The duct portion 3 sucks in dust-containing air from the surface to be cleaned by negative pressure applied from the cleaner body 2 and guides the dust-containing air to the cleaner body 2. The pipe portion 3 includes a connection pipe 19 as a joint that is attachable to and detachable from the cleaner body 2, a dust collection hose 21 that is fluidly connected to the connection pipe 19, a manual operation pipe 22 that is fluidly connected to the dust collection hose 21, a grip portion 23 that protrudes from the manual operation pipe 22, an operation portion 24 provided on the grip portion 23, an extension pipe 25 that is attachable to and detachable from the manual operation pipe 22, and a suction port body 26 that is attachable to and detachable from the extension pipe 25.

The connection pipe 19 is fluidly connected to the dust separating and collecting section 7 through the main body connection port 15.
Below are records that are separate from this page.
PR #4197, opened 2024-10-23
Skip some CIs if only Docs/ has changed

WeiqunZhang:


WeiqunZhang:
@EZoni This might work for WarpX.

EZoni:
Thanks, @WeiqunZhang.

I guess we can try this on WarpX too, although, if really it isn't feasible to wait until the `paths-ignore` filter is fixed on the GitHub end, I was still hoping to come up with an "in-house" workaround, which we can control 100%, rather than relying on yet another external solution.

Reference for everyone, WarpX PR where we started this discussion: https://github.com/ECP-WarpX/WarpX/pull/5387.

WeiqunZhang:
> I was still hoping to come up with an "in-house" workaround, which we can control 100%, rather than relying on yet another external solution.

I don't think it's hard to do. But that's exactly why it's fine to use an external solution, because we can replace it.

asalmgren (approved):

The dust collection hose 21 is a long and flexible substantially cylindrical hose. One end (here, the rear end) of the dust collection hose 21 is fluidly connected to the connection pipe 19. The dust collection hose 21 is fluidly connected to the dust separation and collection part 7 via a connection pipe 19. The flexible dust collection hose 21 increases the range of movement of the pipe portion 3 with respect to the position of the cleaner body 2, thereby improving the convenience of the electric cleaner 1.

The manual operation pipe 22 relays the dust collection hose 21 and the extension pipe 25. One end (here, the rear end) of the manual operation pipe 22 is fluidly connected to the other end (here, the front end) of the dust collection hose 21. The manual operation pipe 22 is fluidly connected to the dust separation/collection unit 7 via the dust collection hose 21 and the connection pipe 19.

The grip 23 is a portion that is gripped by a hand of a user to operate the electric vacuum cleaner 1. The grip portion 23 protrudes from the handle tube 22 in an appropriate shape that can be easily gripped by a hand of a user.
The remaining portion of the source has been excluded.